While the repayment flexibility and interest charging mechanism remains the same with flexi loan or dropline overdraft facility, the limit does not remain constant during the tenure. The limit reduction mechanism may vary from lender to lender as many lenders offer annual reductions.

 

FLEXI LOANS CAN BOTH BE SECURED CREDIT WITH COLLATERAL AND UNSECURED CREDIT

Dropline overdraft facility is offered both as secured and unsecured credit. “The dropline overdraft facility falls within the secured and unsecured loan categories, available for a predetermined duration. Under the secured option, collateral such as FDs, mutual funds, or property can be utilized, resulting in a lower interest rate. Conversely, the unsecured alternative, akin to a personal loan, may incur higher interest rates,” says Shetty.

However, in a secured option, the borrower is able to use the collateralized asset. “Despite this, the borrower maintains ownership rights to the collateralized property, retaining the ability to utilize it for residential or commercial purposes,” says Shetty.

While self-employed people usually get the secured option, salaried people typically get the option of unsecured dropline overdraft as they do not need to give any asset as collateral.

 

WHAT ARE THE CHARGES FOR A DROPLINE OVERDRAFT FACILITY?

There is a cost associated with the flexibility of the repayment offered by a normal overdraft facility where you have to typically pay an annual maintenance charge. “Unlike some financial products, there is no annual maintenance charge (AMC) associated with dropline overdraft. The monthly interest is charged on the outstanding balance. However, it may vary depending on the institutions and terms and conditions of the borrowing,” says Shetty.

The interest rate and the charges that you will be offered will depend on many factors. “The cost may vary from one financial institution to another depending on the credit score and profile of the borrower and the amount he needs. Your creditworthiness is what is crucial in this case,” says Shetty.

In terms of total cost, flexi loans are comparable to personal loans or unsecured overdrafts. “The charges for a dropline overdraft facility typically range between 1.5% and 3%. These charges encompass various components including processing fees, insurance, flexi fee (if applicable, specifically with Bajaj), and account opening fees (for Kotak Bank),” says Rishi Mehra, CEO, Wishfin.com.

If you are a salaried person, which option will work best for you? According to Mehra, the cost-effective option for a salaried person typically depends on the financial circumstances and requirements. Term loans generally offer lower rates of interest (ROI) and processing fees (PF), with no AMC charges. An overdraft can be beneficial for individuals with liquidity who anticipate periodic inflows, such as incentives or bonuses, as they can make part payments as and when they have surplus funds.

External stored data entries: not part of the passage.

PR #121, opened 2025-06-13
Improved test run details page

aashir21:
# Why?

- Refer to https://github.com/galasa-dev/projectmanagement/issues/2223

In this extension:
- Created a common bread-crumb component
- Improved the search functionality (turned it into a find functionalit like IDEs)
- Redefined the run log display with columns (fixed formatting issues with row number)
- Created a 404 not found page if an invalid run id is passed.
- Handled icons for different file formats properly (JSON, JAR, ZIP etc)

Screenshot 2025-06-13 at 13 38 02
Screenshot 2025-06-13 at 13 40 32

Dropline overdraft might be suitable for individuals who frequently require funding and prefer the flexibility of a revolving credit facility.

 

FLEXI LOAN VS OVERDRAFT VS PERSONAL LOAN: WHICH OPTION TO CHOOSE WHEN YOU NEED FUNDS?

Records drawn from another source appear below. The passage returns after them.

PR #124, opened 2025-06-20
fix(i18n): Address internationalization snags and inconsistencies

shivambisen:
- Removed unnecessary Carbon icon from UI
- Loaded localized markdown file for DE locale
- Fixed layout issues caused by longer German translations
- Ensured fallback to English when feature flag is off
- Corrected pluralization and label mismatches ("Benutzeren" → "Benutzer", etc.)
- Applied proper translations in pagination controls via message catalog
- Fixed MISSING_MESSAGE error on Test Run row click
- Corrected "Access Denied" header mistakenly shown on Test Runs page

### DIFF
--- a/galasa-ui/messages/de.json
+++ b/galasa-ui/messages/de.json
@@ -111,6 +111,9 @@
     "home": "Startseite",
     "users": "Benutzer"
   },
+  "BreadCrumb": {
+    "home": "Startseite"
+  },
   "AccessDeniedModal": {
     "modalHeading": "Unzureichende Berechtigungen",
     "logoutButton": "Abmelden",
@@ -125,7 +128,6 @@
   },
   "TestRun": {
     "title": "Testläufe",
-    "underConstruction": "Diese Seite befindet sich im Aufbau. Bitte später wiederkommen.",
     "status": "Wird geladen..."
   },
   "MySettings": {
@@ -164,7 +166,7 @@
     "filter_info": "Info",
     "filter_debug": "Debug",
     "filter_trace": "Trace",
-    "download_button": "Protokoll herunterladen"
+    "download_button": "Laufprotokoll herunterladen"
   },
   "MethodsTab": {
     "title": "Methoden",
@@ -198,7 +200,7 @@
     "tabs": {
       "overview": "Übersicht",
       "methods": "Methoden",
-      "runLog": "Protokoll",
+      "runLog": "Laufprotokoll",
       "artifacts": "Artefakte"
     }
   },
@@ -209,13 +211,13 @@
     "tabs": {
       "overview": "Übersicht",
       "methods": "Methoden",
-      "runLog": "Protokoll",
+      "runLog": "Laufprotokoll",
       "artifacts": "Artefakte"
     }
   },
   "TestRunsTable": {
     "submittedAt": "Eingereicht am",
-    "testRunName": "Testlaufname",
+    "testRunName": "Name des Testlaufs",
     "requestor": "Anforderer",
     "group": "Gruppe",
     "bundle": "Bundle",
@@ -226,7 +228,7 @@
     "result": "Ergebnis",
     "submissionId":"Übermittlungs-ID",
     "noTestRunsFound": "Für den ausgewählten Zeitraum wurden keine Testläufe gefunden",
-    "loading": "Testergebnisse werden geladen...",
+    "isloading": "Testergebnisse werden geladen...",
     "limitExceededTitle": "Limit überschritten",
     "limitExceededSubtitle": "Ihre Abfrage ergab mehr als {maxRecords} Ergebnisse. Es werden die ersten {maxRecords} Datensätze angezeigt.",
     "timeFrameText": {
@@ -237,7 +239,11 @@
       "backwardText": "Vorherige Seite",
       "forwardText": "Nächste Seite",
       "itemsPerPageText": "Einträge pro Seite:",
-      "pageNumberText": "Seitennummer"
+      "pageNumberText": "Seitennummer",
+      "of": "von",
+      "items": "Einträge",
+      "pages": "Seiten",
+      "page": "Seite"
     }
   },
   "TestRunsTabs": {
--- a/galasa-ui/messages/de.json
+++ b/galasa-ui/messages/de.json
@@ -191,7 +191,7 @@
     "noTags": "Keine Tags vorhanden."
   },
   "TestRunDetails": {
-    "title": "Testlauf:",
+    "title": "Testlauf: {runName}",
     "status": "Status",
     "result": "Ergebnis",
     "test": "Test",
--- a/galasa-ui/messages/en.json
+++ b/galasa-ui/messages/en.json
@@ -229,7 +229,7 @@
     "result": "Result",
     "submissionId": "Submission ID",
     "noTestRunsFound": "No test runs were found for the selected timeframe",
-    "loading": "Loading test results...",
+    "isloading":"Loading test results...",
     "limitExceededTitle": "Limit Exceeded",
     "limitExceededSubtitle": "Your query returned more than {maxRecords} results. Showing the first {maxRecords} records.",
     "timeFrameText": {
--- a/galasa-ui/messages/en.json
+++ b/galasa-ui/messages/en.json
@@ -194,7 +194,7 @@
     "noTags": "No tags were associated with this test run."
   },
   "TestRunDetails": {
-    "title": "Test Run:",
+    "title": "Test Run: {runName}",
     "status": "Status",
     "result": "Result",
     "test": "Test",
--- a/galasa-ui/messages/en.json
+++ b/galasa-ui/messages/en.json
@@ -128,7 +128,6 @@
   },
   "TestRun": {
     "title": "Test Runs",
-    "underConstruction": "This page is under construction. Please come back later to query a list of test runs.",
     "status": "Loading..."
   },
   "MySettings": {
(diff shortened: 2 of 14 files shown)


shivambisen:
missing Test Run name:

WhatsApp Image 2025-06-21 at 12 54 52 PM (1)

translations in pagination :

WhatsApp Image 2025-06-21 at 12 54 52 PM

fixed "Access Denied" header mistakenly shown on Test Runs page: 

WhatsApp Image 2025-06-21 at 12 54 51 PM (1)

delete Button layout in my setting page : 

WhatsApp Image 2025-06-21 at 12 54 51 PM

localized markdown file for DE locale:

The loan amount requirement and the repayment horizon should decide which option is the best one. “Overdraft facility is typically used for short-term and temporary financial needs. It provides flexibility for managing cash flow fluctuations and unexpected expenses. A personal loan should be used for specific purposes such as home renovation, medical expenses, travel or debt consolidation,” says Shetty.

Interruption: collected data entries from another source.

PR #125, opened 2025-06-21
Implement Interactive Time Frame Filter for Test Runs

### LINKED ISSUE #2266: Web UI: "Test Runs" page can return runs from a user-provided timeframe
## Story
As a Galasa user, I want to get a set of test runs from a given period of time on the web UI, so that I can filter out test runs that don't interest me.

## Background

Users need a way to send a custom query to the API server via the web UI to get a list of test runs from a given timeframe. See below for the initial UI mockup for this "Timeframe" tab:

Image

## Tasks
- [x] Add a "Timeframe" tab to the "Test Runs" page with controls as shown in the mockup
- [x] Set the default timeframe to get runs from the past day
  - [x] Add the `includeCursor` query parameter to `/ras/runs` requests to take advantage of performance improvements to queries
  - [x] Pass in the `cursor` value from the `/ras/runs` response into the next request to `/ras/runs` to get the next page of test runs. Do this until either the `cursor` value doesn't change or the number of test runs returned in a response is less than the number of requested test runs (i.e. `amountOfRuns` < `pageSize`) 
- [x] Unit tests for the functionality

Tasneemmohammed0:
## Why?
Closes [galasa-dev/projectmanagement#2266](https://github.com/galasa-dev/projectmanagement/issues/2266)
## Changes
**Architecture**
  - `TimeFrameContent`: The main container (brain) that manages all state and logic.
  - `TimeFrameFilter`: A layout component for the date and duration inputs.
  - `DateTimePicker`: A reusable component for selecting a date and time.
  
**Core Functionality**
  - Calculate the entire date/time model whenever the input is modified.
  - Automatically update the URL with `from` and `to` parameters on every valid state change, including initial page load.
  - Show test runs records of the specified time frame.
  - Prevent invalid date ranges and auto-correct ranges that are too long in the future.
  - Added `InlineNotification` messages to provide clear feedback to the user for errors and auto-corrections.
  - Unit and integration tests has been added to cover the new logic, including state synchronization, validation, and URL updates.
  
>[!NOTE]
>A hardcoded `maxRecords` limit of 1000 is in place to prevent front-end performance issues with large result sets. It should be addressed in a follow-up story.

According to Mehra, a term loan is optimal for individuals seeking lower interest rates and fixed repayment schedules, particularly if they lack immediate liquidity. An overdraft is ideal for those with intermittent cash flows who can make use of the revolving credit facility as and when needed. While dropline overdraft is suited for individuals who anticipate regular borrowing needs and prefer the flexibility of a revolving credit line.